(DATASET RECORDS):
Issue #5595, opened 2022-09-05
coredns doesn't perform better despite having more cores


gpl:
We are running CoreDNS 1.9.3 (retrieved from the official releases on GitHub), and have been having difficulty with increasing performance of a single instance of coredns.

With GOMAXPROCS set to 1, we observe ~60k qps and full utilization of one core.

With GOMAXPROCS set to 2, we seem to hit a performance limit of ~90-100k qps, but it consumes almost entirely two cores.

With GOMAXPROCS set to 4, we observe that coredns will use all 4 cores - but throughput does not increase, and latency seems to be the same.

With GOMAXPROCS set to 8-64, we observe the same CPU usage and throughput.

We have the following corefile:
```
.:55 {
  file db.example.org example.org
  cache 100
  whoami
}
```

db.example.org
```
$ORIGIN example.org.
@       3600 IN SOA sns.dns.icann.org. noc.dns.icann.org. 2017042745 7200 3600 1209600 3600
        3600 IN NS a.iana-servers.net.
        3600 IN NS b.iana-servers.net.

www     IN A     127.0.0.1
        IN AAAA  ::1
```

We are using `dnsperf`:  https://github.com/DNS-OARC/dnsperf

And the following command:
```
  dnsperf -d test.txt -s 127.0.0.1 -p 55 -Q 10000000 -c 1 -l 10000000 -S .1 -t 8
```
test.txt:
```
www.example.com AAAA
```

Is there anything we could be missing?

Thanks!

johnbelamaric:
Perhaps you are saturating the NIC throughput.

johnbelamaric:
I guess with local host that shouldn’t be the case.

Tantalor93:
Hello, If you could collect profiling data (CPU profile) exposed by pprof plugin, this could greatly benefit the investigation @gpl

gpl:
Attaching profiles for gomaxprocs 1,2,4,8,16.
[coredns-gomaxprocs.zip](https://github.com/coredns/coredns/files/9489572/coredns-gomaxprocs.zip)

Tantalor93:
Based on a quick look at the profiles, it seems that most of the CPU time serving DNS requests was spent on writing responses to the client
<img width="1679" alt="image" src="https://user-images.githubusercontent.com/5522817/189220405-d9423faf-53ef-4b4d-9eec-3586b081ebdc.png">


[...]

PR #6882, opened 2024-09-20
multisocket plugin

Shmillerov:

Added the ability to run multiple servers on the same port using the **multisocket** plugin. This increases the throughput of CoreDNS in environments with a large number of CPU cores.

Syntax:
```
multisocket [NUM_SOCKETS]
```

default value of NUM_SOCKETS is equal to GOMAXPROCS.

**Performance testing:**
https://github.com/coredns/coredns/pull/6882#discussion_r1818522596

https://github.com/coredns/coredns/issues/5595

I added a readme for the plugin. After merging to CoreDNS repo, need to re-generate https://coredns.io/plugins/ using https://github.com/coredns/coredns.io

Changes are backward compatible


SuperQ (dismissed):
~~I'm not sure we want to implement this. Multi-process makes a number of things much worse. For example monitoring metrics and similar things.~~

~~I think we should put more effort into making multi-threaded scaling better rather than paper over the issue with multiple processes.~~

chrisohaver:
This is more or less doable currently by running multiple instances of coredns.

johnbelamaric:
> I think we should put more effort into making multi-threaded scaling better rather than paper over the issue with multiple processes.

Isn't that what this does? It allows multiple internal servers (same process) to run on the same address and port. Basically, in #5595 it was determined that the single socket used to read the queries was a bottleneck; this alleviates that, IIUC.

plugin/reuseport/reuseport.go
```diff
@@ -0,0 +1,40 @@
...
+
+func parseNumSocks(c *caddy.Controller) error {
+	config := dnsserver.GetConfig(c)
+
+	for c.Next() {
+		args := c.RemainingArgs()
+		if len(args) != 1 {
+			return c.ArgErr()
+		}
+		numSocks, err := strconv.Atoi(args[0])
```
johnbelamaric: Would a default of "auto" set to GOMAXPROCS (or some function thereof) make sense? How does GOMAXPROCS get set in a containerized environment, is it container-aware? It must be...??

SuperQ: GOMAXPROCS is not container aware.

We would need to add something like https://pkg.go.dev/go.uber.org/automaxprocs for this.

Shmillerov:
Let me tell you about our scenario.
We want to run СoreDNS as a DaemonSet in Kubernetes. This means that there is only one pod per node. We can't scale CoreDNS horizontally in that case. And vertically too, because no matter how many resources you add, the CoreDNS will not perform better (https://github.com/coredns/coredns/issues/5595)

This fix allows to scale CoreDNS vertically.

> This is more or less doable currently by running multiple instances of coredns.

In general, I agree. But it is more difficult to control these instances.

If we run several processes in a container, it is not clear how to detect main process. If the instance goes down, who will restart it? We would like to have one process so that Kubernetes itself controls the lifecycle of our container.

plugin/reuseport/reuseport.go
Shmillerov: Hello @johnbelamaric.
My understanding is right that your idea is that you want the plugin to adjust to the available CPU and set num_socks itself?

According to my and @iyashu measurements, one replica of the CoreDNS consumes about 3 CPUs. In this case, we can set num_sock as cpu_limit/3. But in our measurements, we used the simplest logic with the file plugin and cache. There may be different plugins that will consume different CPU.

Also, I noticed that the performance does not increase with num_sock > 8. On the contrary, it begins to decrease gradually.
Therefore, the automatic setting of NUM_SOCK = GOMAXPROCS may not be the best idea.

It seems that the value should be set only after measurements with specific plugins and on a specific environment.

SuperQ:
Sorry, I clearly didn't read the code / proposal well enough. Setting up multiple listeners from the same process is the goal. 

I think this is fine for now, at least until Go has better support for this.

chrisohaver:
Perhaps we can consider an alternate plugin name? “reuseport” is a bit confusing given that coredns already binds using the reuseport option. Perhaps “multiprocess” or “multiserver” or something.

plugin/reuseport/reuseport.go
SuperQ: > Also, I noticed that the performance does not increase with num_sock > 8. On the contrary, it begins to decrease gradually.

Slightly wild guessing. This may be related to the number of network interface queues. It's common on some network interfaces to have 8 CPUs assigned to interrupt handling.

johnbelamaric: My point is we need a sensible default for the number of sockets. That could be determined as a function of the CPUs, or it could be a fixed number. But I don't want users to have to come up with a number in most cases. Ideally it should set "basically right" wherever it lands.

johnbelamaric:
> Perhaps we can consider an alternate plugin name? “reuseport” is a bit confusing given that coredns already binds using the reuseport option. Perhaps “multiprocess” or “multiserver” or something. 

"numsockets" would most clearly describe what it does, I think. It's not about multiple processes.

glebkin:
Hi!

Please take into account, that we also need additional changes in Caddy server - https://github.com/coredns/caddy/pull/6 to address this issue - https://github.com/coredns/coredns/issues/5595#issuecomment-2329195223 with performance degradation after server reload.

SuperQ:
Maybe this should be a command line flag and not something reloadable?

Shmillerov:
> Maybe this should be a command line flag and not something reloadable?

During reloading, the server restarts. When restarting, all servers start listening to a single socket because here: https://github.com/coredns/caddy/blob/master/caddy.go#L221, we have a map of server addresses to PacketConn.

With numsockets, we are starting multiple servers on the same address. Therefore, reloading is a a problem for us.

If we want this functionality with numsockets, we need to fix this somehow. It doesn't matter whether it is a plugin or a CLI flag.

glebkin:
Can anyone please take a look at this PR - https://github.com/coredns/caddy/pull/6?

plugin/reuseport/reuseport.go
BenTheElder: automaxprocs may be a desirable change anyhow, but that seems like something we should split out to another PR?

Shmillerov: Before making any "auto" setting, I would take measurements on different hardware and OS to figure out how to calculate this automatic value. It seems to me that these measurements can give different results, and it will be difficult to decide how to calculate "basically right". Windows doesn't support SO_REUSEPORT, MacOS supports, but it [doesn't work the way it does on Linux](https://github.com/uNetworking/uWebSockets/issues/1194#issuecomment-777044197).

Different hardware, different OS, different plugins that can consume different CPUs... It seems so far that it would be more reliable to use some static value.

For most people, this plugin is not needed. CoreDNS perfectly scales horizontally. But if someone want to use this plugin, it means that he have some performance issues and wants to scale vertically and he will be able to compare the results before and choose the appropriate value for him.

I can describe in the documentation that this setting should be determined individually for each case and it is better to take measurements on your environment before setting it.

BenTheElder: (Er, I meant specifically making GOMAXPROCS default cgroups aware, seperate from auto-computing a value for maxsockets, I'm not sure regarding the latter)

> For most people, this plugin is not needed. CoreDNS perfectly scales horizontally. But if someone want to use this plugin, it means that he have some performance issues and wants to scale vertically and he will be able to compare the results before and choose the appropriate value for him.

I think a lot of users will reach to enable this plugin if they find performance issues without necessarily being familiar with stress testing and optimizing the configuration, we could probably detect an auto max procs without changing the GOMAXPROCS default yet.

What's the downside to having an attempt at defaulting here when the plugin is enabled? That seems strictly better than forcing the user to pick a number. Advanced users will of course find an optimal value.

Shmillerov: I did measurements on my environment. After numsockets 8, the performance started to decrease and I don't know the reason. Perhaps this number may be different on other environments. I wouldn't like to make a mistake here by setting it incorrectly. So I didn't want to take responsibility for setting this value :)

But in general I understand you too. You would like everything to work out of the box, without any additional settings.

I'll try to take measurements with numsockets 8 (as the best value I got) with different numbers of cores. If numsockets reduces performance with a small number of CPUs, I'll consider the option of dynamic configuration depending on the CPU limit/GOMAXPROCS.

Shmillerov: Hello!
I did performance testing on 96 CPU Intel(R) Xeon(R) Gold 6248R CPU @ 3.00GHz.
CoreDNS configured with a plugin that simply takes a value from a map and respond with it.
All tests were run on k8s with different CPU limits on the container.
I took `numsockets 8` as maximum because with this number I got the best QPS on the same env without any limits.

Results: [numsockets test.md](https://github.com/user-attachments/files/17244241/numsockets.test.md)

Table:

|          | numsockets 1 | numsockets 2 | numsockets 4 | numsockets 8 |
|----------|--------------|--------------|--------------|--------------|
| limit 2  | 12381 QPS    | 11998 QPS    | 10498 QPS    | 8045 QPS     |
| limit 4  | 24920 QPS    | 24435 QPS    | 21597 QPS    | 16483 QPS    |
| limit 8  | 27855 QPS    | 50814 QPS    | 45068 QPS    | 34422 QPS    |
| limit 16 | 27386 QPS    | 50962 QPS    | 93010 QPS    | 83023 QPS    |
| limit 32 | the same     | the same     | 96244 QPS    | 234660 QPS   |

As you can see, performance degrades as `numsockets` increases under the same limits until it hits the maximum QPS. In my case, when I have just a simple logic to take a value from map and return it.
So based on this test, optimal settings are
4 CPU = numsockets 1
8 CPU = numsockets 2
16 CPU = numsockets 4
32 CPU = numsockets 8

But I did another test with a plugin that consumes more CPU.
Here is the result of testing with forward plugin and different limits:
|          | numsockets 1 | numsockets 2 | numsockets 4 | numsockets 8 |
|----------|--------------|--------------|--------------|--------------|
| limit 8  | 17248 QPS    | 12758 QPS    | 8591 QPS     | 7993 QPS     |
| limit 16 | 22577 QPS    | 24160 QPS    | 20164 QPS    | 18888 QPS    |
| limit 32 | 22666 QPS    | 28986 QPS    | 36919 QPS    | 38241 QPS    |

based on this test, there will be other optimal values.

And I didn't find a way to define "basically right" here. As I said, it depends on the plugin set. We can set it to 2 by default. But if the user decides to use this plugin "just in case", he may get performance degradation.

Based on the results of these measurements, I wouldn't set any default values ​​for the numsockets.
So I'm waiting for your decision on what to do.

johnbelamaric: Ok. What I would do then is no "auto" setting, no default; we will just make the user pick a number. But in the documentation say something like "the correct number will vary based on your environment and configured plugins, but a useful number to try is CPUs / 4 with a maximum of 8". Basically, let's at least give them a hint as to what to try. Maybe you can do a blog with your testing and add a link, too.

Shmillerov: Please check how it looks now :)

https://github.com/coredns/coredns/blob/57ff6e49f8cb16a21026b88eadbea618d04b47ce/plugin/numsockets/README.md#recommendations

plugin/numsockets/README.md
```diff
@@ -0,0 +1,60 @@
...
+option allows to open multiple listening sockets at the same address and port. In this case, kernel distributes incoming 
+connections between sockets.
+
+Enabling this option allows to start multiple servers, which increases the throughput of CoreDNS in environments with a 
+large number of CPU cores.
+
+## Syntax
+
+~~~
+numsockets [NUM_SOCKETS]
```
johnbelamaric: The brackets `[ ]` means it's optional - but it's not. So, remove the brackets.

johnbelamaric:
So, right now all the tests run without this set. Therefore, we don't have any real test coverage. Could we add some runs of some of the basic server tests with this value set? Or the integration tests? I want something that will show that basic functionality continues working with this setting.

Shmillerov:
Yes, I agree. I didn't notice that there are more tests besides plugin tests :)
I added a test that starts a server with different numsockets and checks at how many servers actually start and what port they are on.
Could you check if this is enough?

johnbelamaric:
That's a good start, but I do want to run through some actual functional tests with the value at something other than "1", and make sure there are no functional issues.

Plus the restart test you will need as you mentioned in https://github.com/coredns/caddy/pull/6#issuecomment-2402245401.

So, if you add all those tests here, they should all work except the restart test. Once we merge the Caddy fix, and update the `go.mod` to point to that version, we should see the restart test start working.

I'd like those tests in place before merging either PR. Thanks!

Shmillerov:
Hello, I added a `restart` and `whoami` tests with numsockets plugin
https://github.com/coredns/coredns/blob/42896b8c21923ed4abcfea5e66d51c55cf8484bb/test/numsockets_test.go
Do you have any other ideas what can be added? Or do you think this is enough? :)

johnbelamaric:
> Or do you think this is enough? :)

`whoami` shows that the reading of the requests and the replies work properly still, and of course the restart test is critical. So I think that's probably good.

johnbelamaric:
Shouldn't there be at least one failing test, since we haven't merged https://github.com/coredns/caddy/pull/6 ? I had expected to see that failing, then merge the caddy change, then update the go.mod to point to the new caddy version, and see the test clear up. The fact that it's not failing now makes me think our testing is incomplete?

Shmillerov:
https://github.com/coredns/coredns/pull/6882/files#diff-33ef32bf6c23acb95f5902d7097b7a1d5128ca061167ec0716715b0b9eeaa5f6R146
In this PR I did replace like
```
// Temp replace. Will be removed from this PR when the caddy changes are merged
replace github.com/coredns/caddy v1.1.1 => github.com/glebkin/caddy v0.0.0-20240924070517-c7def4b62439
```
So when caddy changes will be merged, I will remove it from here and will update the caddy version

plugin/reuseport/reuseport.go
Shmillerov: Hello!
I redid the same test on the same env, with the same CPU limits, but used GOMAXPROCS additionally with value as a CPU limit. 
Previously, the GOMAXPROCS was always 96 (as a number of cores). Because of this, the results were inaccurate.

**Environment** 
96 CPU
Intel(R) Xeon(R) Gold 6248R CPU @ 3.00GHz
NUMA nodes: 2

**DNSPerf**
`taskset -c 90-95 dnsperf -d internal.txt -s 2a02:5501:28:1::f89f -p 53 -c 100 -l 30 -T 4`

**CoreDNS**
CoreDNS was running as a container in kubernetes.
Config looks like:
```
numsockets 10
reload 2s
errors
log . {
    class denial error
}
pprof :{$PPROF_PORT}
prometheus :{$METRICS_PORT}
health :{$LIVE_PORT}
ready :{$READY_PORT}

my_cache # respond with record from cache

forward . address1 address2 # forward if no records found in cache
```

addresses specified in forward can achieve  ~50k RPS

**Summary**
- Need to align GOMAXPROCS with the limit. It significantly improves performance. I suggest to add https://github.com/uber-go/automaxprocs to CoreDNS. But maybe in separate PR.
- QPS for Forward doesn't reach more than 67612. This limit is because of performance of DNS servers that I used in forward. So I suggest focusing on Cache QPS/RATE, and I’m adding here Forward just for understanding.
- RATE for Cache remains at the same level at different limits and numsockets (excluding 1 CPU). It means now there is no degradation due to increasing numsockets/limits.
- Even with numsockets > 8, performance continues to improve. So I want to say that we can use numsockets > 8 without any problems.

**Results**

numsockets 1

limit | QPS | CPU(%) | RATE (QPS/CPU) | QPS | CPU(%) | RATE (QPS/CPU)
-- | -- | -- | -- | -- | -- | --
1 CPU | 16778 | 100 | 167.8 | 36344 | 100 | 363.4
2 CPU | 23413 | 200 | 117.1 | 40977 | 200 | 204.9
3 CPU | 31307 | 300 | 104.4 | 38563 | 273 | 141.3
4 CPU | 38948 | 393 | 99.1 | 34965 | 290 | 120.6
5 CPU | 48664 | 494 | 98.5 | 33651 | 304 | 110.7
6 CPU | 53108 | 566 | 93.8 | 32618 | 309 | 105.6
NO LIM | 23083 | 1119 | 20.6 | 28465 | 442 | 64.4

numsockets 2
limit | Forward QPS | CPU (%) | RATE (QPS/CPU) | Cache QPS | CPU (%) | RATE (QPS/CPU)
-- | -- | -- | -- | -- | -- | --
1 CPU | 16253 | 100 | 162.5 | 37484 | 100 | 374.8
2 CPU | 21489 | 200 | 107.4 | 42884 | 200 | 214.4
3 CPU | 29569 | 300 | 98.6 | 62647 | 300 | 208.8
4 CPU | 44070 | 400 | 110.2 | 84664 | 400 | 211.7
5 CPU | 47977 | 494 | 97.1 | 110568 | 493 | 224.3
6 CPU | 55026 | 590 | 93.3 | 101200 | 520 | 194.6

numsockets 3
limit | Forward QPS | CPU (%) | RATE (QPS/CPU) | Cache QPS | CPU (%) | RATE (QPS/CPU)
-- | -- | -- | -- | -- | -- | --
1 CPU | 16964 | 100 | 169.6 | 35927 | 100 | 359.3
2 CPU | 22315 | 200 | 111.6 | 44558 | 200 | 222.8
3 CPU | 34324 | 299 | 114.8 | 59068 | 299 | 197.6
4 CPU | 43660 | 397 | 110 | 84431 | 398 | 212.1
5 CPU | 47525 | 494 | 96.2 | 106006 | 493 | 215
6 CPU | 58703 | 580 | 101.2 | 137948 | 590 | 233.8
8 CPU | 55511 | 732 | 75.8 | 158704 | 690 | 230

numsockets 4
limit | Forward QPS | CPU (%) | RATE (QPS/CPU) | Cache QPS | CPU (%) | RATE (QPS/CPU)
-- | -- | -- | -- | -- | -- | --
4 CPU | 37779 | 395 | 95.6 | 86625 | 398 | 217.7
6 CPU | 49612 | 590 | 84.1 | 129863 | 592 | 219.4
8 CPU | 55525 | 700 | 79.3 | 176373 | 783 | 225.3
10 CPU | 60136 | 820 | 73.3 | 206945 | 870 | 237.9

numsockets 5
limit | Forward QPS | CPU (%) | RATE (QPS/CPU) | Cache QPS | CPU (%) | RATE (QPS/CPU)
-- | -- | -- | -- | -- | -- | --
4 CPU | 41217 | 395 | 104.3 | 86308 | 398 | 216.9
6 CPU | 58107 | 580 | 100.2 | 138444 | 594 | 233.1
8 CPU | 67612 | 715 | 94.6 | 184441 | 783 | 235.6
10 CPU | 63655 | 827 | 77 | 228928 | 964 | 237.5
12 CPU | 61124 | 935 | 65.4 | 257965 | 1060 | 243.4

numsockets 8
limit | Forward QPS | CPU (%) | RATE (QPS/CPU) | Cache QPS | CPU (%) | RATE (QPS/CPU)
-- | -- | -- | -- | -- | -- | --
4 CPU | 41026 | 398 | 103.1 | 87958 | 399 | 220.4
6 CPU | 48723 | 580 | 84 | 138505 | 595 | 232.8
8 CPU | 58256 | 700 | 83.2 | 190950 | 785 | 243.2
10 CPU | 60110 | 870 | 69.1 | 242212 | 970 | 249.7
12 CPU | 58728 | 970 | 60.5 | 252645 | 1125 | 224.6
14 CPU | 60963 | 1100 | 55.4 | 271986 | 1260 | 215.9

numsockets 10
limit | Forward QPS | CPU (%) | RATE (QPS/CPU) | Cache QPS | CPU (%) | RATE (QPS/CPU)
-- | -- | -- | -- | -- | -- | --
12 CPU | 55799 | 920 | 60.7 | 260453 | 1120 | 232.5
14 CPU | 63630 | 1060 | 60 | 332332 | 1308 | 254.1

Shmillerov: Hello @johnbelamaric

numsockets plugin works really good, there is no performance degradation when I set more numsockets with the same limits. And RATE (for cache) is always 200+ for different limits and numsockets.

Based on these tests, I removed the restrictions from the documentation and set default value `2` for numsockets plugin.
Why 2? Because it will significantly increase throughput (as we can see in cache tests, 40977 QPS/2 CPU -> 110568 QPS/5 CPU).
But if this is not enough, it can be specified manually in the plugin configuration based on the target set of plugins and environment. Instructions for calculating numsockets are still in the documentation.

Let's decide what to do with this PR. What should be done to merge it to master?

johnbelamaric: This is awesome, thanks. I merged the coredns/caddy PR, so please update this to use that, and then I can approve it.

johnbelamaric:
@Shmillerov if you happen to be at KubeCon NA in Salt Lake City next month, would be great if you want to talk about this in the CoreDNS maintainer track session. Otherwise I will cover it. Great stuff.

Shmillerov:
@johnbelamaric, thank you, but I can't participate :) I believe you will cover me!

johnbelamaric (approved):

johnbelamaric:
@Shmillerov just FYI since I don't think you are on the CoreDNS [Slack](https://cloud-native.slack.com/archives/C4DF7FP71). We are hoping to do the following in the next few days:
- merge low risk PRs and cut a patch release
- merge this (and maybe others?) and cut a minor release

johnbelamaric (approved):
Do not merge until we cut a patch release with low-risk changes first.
* * *
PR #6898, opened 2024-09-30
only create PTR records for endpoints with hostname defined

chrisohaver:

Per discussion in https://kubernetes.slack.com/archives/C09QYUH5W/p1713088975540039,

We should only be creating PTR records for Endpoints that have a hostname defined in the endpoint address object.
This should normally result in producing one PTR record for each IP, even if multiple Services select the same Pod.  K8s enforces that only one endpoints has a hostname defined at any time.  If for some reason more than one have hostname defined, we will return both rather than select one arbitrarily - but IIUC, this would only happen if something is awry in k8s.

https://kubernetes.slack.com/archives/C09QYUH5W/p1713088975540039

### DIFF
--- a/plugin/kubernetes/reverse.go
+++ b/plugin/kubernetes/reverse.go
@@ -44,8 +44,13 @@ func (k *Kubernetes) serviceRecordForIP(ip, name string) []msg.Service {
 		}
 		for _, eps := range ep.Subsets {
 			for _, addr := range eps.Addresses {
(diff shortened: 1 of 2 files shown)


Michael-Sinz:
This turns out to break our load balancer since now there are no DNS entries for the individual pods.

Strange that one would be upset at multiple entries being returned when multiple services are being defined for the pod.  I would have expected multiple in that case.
...
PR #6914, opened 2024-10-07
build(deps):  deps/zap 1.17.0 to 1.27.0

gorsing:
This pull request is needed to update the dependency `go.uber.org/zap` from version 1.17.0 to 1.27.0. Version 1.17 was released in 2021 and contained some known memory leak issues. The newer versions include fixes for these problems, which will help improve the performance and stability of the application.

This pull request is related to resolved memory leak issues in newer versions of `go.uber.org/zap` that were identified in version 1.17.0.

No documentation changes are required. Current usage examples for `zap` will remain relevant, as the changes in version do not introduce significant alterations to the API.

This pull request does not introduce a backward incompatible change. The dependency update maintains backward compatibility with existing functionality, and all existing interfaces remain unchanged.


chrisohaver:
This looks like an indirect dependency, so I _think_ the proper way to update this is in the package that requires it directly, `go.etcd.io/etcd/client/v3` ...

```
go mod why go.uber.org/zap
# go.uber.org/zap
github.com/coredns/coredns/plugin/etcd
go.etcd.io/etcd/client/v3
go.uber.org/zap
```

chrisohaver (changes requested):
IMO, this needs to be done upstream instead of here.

(PROBLEM): Lines in the listing above that contain the word "IIUC" must be copied; leave out the rest.

(COMPLETED EXERCISE):
Isn't that what this does? It allows multiple internal servers (same process) to run on the same address and port. Basically, in #5595 it was determined that the single socket used to read the queries was a bottleneck; this alleviates that, IIUC.
This should normally result in producing one PTR record for each IP, even if multiple Services select the same Pod.  K8s enforces that only one endpoints has a hostname defined at any time.  If for some reason more than one have hostname defined, we will return both rather than select one arbitrarily - but IIUC, this would only happen if something is awry in k8s.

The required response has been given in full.